What this task involves. Of the entries below, return only those lines from the line with "endpoint: canonicalizing here" to the line with "key it has today.", exactly, both included.
Start of Block
Issue #575, opened 2026-09-02
Provider circuit-breaker subsystem ships unreachable, and its telemetry key disagrees with the failover cooldown identity


c8dhjp4tyv-bit:
Two related findings from reading the cooldown paths while preparing #574. Neither is a user-visible failure today, which is why this is a question rather than a PR: the answer is a design decision, and the second finding only becomes a real bug once the first is resolved in one particular direction.

Everything below is against `main` at `a68418f`.

## 1. `src/provider-cooldown.mjs`'s circuit breaker and `src/subagent-availability-sync.mjs` are unreachable

`src/subagent-availability-sync.mjs` is the only module in the repository that nothing references. Searching every tracked file (not just `src/` and `test/`) for the name returns its own internal recursion and nothing else, so `startSubagentAvailabilitySync()` is never called:

```
$ grep -rn "subagent-availability-sync" . | grep -v '^\./\.git/'
(no matches outside the module itself)
```

The subsystem it drives is inert end to end:

| export in `provider-cooldown.mjs` | referenced from `src/` |
| --- | --- |
| `recordProviderCooldown` | — (the identically named live function is `model-failover.mjs`'s) |
| `activeProviderCooldown` | — |
| `cooldownErrorPayload` | — (not referenced by its own test either) |
| `temporarilyUnavailableSubagentSlugs` | — |
| `quotaResetAt` | — |
| `cooldownScope` | — |
| `nextQuotaCooldownExpiry` | `subagent-availability-sync.mjs` only |

And the one production link is closed at the other end too. `nextQuotaCooldownExpiry` selects snapshots by `snapshot?.reason !== "quota"`, but the only production writer of `rate-limits.json` is `api-forwarder.mjs:1108`, which stores `parseRateLimitHeaders()` output — a document that never carries `reason`. The sole writer of `reason: "quota"` is `provider-cooldown.mjs`'s own `recordProviderCooldown`, which nothing calls. So the predicate cannot be true on a real install regardless of the missing wiring.

[...]

PR #728, opened 2026-09-12
fix: key harvested quota headers by cooldown scope

c8dhjp4tyv-bit:
## Why

Follow-up to the second finding in #575, which you asked for as its own change:

> The `cooldownScope` extraction suggests the direction is already "keep the identity, drop the second implementation". If that's right, the `api-forwarder.mjs:1228` one-liner is worth taking on its own so the two stores can't drift back apart — please do send it.

`recordUpstreamLimits` writes to two stores from one provider id, under two different keys:

```js
if (rateLimit) recordRateLimitSnapshot(canonicalProviderId(normalized.provider.id), rateLimit);
...
recordProviderCooldown(normalized.provider.id, { until, reason });   // keys by cooldownScope
```

`opencode-zen` is the one id where those two functions disagree — it is `variantOf: opencode-go`, so `canonicalProviderId` folds it into Go, while `cooldownScope` deliberately keeps it because Zen bills at its own `/zen` endpoint.

Reproduced offline on current `main`, no credentials and no provider request, by calling the two modules the way the forwarder does — the Go plan reports 900 requests left, then a Zen response reports 12:

```
--- today: canonicalProviderId keying ---
rate-limits.json keys: [ 'opencode-go' ]
opencode-go  remaining: 12
opencode-zen remaining: undefined
cooldownScope('opencode-zen') = opencode-zen -> snapshot: MISS
```

Two separately billed plans, one key. Zen's number is sitting under the Go plan's name, and the Go plan's own window is gone — the next Go response overwrites it back, so whichever plan answered last wins and the entry is mislabelled either way. Zen's window cannot be read back either: every cooldown-scope consumer looks it up as `opencode-zen`, an id the file never held — `activeProviderCooldown` and `nextQuotaCooldownExpiry` key by `cooldownScope` (`provider-cooldown.mjs:53,75`).

To be precise about what this does *not* claim: the usage card is not affected today. `headerQuota` uses the raw id (`provider-account-usage.mjs:655`), but `providerAccountUsageSnapshot` filters variants out (`:1025`, `.filter((provider) => !provider.variantOf)`), so `opencode-zen` never reaches that path — one account entry per credential, as intended. Confirmed by executing it: with `providerIds: ["opencode-go", "opencode-zen"]` the returned snapshot has no `opencode-zen` key. The overwrite above is the effect that is live today; the unreadable-Zen half is the cooldown readers.

## What changed

`recordUpstreamLimits` keys the snapshot by `cooldownScope` — the same identity `recordProviderCooldown` two lines below already uses, so the two stores cannot drift apart again. The comment now records why the scope and the canonical id are not interchangeable here.

`opencode-zen` is the only id affected. Every other provider and variant — `commandcode-messages`, `opencode-go-messages`, `opencode-go-responses`, `opencode-free-responses` — has `cooldownScope === canonicalProviderId` and keeps the exact key it has today:

```
id                       variantOf      canonical      cooldownScope
commandcode-messages     commandcode    commandcode    commandcode
opencode-go-messages     opencode-go    opencode-go    opencode-go
opencode-go-responses    opencode-go    opencode-go    opencode-go
opencode-zen             opencode-go    opencode-go    opencode-zen   <-- DIVERGES
opencode-free-responses  opencode-free  opencode-free  opencode-free
```

A `rate-limits.json` already carrying a Zen-written entry under `opencode-go` needs no migration: it is last-write-wins telemetry with an `observedAt`, replaced by the next Go response that carries headers.

## Verification

- New `test/rate-limit-scope.test.mjs` spawns the real `src/api-forwarder.mjs` against a mock Zen upstream (a curated `opencode-zen` user model via `MODEL_ROUTER_USER_MODELS`, `OPENCODE_ZEN_BASE_URL` pointed at the mock), with `rate-limits.json` pre-seeded with the Go plan's window. It asserts Zen's headers land under `opencode-zen` and that the Go entry is untouched. It fails on unpatched `main` (`expected: 7`, the Zen figure never filed) and passes with the change.
- `node --test test/rate-limit-quota.test.mjs test/provider-cooldown.test.mjs test/provider-account-usage.test.mjs test/rate-limit-headers.test.mjs test/model-failover.test.mjs` — 102/102 pass.
- `node --test test/commandcode-forwarder.test.mjs` — 5/5 pass; its existing `limits.commandcode.requests.remaining` assertion pins the unchanged canonical-parent behaviour for a variant that shares its plan.
- `npm run check` passes.

Not touched: the first finding in #575 (the unreachable `subagent-availability-sync` / `provider-cooldown` circuit-breaker half). Wiring it or deleting it is your call, and this change is independent of it either way.

### DIFF
--- a/CHANGELOG.md
+++ b/CHANGELOG.md
@@ -17,6 +17,20 @@
   client meant to leave open is worse than the rejection. Every other provider
   keeps the exact wire payload it has today.
 
+- **opencode Zen's quota headers no longer overwrite the Go plan's.** Both
+  plans share one credential and one selection toggle, but Zen bills at its own
+  endpoint, which is why `cooldownScope` keeps Zen's identity where
+  `canonicalProviderId` folds it into Go. The forwarder harvested the observed
+  rate-limit headers under the canonical id instead, so every Zen response
+  overwrote the Go plan's entry in `rate-limits.json` and every Go response
+  overwrote Zen's -- one key holding whichever plan answered last, under the
+  name of the other. Zen's window could not be read back either: every
+  cooldown-scope consumer looks it up as `opencode-zen`, an id the file never
+  held. The snapshot is now keyed by cooldown scope, the same identity the
+  cooldown store beside it already uses, so the two cannot drift apart again
+  (#575). Every other provider and variant keeps the key it has today, and a
+  stale entry is replaced by the next response that carries headers.
+
 - **A routed model the router has not loaded now fails locally, not at
   ChatGPT.** A model added to or renamed in `user-models.json` shows up in the
   Codex picker as soon as the catalog is rebuilt, but the running router reads
--- a/src/api-forwarder.mjs
+++ b/src/api-forwarder.mjs
@@ -38,6 +38,7 @@ import {
 } from "./rate-limit-headers.mjs";
 import { recordRateLimitSnapshot } from "./rate-limit-state.mjs";
 import { recordProviderCooldown } from "./model-failover.mjs";
+import { cooldownScope } from "./provider-cooldown.mjs";
 import { canonicalProviderId, readProviderSelection } from "./provider-selection.mjs";
 import { stripImages, supportsImageInput } from "./vision-bridge.mjs";
 import {
@@ -1223,9 +1224,13 @@ async function upstreamSession(provider, credential, payload, options = {}, endp
 // never sit in time-to-first-byte.
 function recordUpstreamLimits(normalized, upstream) {
   const rateLimit = parseRateLimitHeaders(upstream.headers);
-  // Variant-routed responses meter the same upstream subscription, so quota
-  // headers land under the family's canonical provider id.
-  if (rateLimit) recordRateLimitSnapshot(canonicalProviderId(normalized.provider.id), rateLimit);
+  // Keyed by cooldown scope, the same identity `recordProviderCooldown` uses
+  // below. A protocol variant meters its parent's subscription and shares its
+  // key, but opencode Zen is billed at its own endpoint: canonicalizing here
+  // filed Zen's window under the Go plan, so each plan's response overwrote the
+  // other's snapshot and neither could be read back under the id that produced
+  // it.
+  if (rateLimit) recordRateLimitSnapshot(cooldownScope(normalized.provider.id), rateLimit);
   // This hop is the only place the provider's own status and headers are seen
   // before LiteLLM restates them, so it is the only place a reset time the
   // gateway does not relay can still be read. A failure that names when the
--- a/test/rate-limit-scope.test.mjs
+++ b/test/rate-limit-scope.test.mjs
@@ -1,0 +1,145 @@
+import assert from "node:assert/strict";
+import { spawn } from "node:child_process";
+import { mkdirSync, mkdtempSync, readFileSync, rmSync, writeFileSync } from "node:fs";
+import http from "node:http";
+import os from "node:os";
+import path from "node:path";
+import test from "node:test";
+import { fileURLToPath } from "node:url";
+
+import { userModelEntry } from "../src/user-models.mjs";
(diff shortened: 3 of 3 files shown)


duolahypercho:
Reviewed — **merge**. This fixes a real internal inconsistency rather than introducing a new identity, which is what I wanted to confirm before taking a one-line key change.

`cooldownScope` differs from `canonicalProviderId` for exactly one id: `opencode-zen`, the only provider declaring `variantOf: "opencode-go"` while billing at its own endpoint. I enumerated the opencode variants — `-messages` and `-responses` both fold to `opencode-go` under either function — so every other provider and variant keeps the key it has today.

The inconsistency: `recordProviderCooldown` eleven lines below in the same function already passes the provider id through unresolved *precisely* so the window is keyed by cooldown scope, and its comment says so; `src/model-failover.mjs` keys its whole store the same way. So before this, the snapshot store and the cooldown store beside it disagreed about `opencode-zen`, each plan's response overwrote the other's entry, and `rateLimitSnapshotFor("opencode-zen")` — the id every reader asks for — was always empty. This PR strictly *splits* a wrongly-shared bucket rather than merging two.

On the specifics I checked: key space is registry provider ids post-`variantOf` collapse, so two providers cannot collide unless one declares the other as its variant, which is the intended shared-subscription semantics. Nothing from the credential or pooled key id reaches `recordRateLimitSnapshot`. No unbounded growth — `MAX_PROVIDERS = 64` with `observedAt`-descending eviction, re-read from disk per write, no in-process map. Downstream readers already key by cooldown scope, and the usage card path can now actually find a Zen entry where it previously never could.

Leaving the three remaining `canonicalProviderId` call sites alone is correct — they are Command Code plan-vs-provider route selection, unrelated to quota buckets — and the import is still used.

The test is a real end-to-end proof: it seeds a Go-plan window, spawns the actual forwarder against a local mock bound through `OPENCODE_ZEN_BASE_URL`, and asserts both that Zen's window lands under `opencode-zen` *and* that Go's pre-existing entry survives at 900/1000. That second assertion is the overwrite being fixed.

One small note: the 2-second settle poll could in principle be tight on a loaded runner, and would fail on the `remaining === 7` assertion rather than with a clear timeout message. Not worth changing unless it flakes.

c8dhjp4tyv-bit:
Thanks. One correction to the record, since it is the sort of thing that becomes a false premise later.

> Downstream readers already key by cooldown scope, and the usage card path can now actually find a Zen entry where it previously never could.

The first half holds; the second does not, and this PR does not change it. `providerAccountUsageSnapshot` excludes variants before anything is queried:

```js
[...PROVIDERS.values()]
  .filter((provider) => !provider.variantOf)     // provider-account-usage.mjs:1025
```

`accountUsageFor` has exactly one caller, that map, so `headerQuota("opencode-zen")` is unreachable no matter what the snapshot store holds — one account entry per credential, which is what the comment there says it is for. Executed against the module to be sure: with `providerIds: ["opencode-go", "opencode-zen"]` the returned object has no `opencode-zen` key at all.

So what this PR fixes is the two effects that are live today — each plan's response overwriting the other's entry, and `rateLimitSnapshotFor("opencode-zen")` always being empty for the cooldown readers. A Zen usage card would additionally need that filter to treat a separately billed variant as its own account, which is a different change and not one I would make unasked. The PR body states this; I should have made it louder than a parenthetical.

On the settle poll: agreed, and left alone. It would only turn a timeout into a clearer message, and re-running a 22-minute Windows leg to improve an assertion's failure text is a bad trade while it is not flaking. Happy to send it as a follow-up if it ever does.

c8dhjp4tyv-bit:
Rebased onto `main` — #723 landed and all three of us add an entry at the top of `## Unreleased`, so the only conflict was there. Kept #723's entry where it is and placed mine below it; no code hunk was touched. `npm run check` and this PR's tests pass on the rebased tree, and it shows mergeable again.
End of Block
Written solution.
+  // key, but opencode Zen is billed at its own endpoint: canonicalizing here
+  // filed Zen's window under the Go plan, so each plan's response overwrote the
+  // other's snapshot and neither could be read back under the id that produced
+  // it.
+  if (rateLimit) recordRateLimitSnapshot(cooldownScope(normalized.provider.id), rateLimit);
   // This hop is the only place the provider's own status and headers are seen
   // before LiteLLM restates them, so it is the only place a reset time the
   // gateway does not relay can still be read. A failure that names when the
--- a/test/rate-limit-scope.test.mjs
+++ b/test/rate-limit-scope.test.mjs
@@ -1,0 +1,145 @@
+import assert from "node:assert/strict";
+import { spawn } from "node:child_process";
+import { mkdirSync, mkdtempSync, readFileSync, rmSync, writeFileSync } from "node:fs";
+import http from "node:http";
+import os from "node:os";
+import path from "node:path";
+import test from "node:test";
+import { fileURLToPath } from "node:url";
+
+import { userModelEntry } from "../src/user-models.mjs";
(diff shortened: 3 of 3 files shown)


duolahypercho:
Reviewed — **merge**. This fixes a real internal inconsistency rather than introducing a new identity, which is what I wanted to confirm before taking a one-line key change.

`cooldownScope` differs from `canonicalProviderId` for exactly one id: `opencode-zen`, the only provider declaring `variantOf: "opencode-go"` while billing at its own endpoint. I enumerated the opencode variants — `-messages` and `-responses` both fold to `opencode-go` under either function — so every other provider and variant keeps the key it has today.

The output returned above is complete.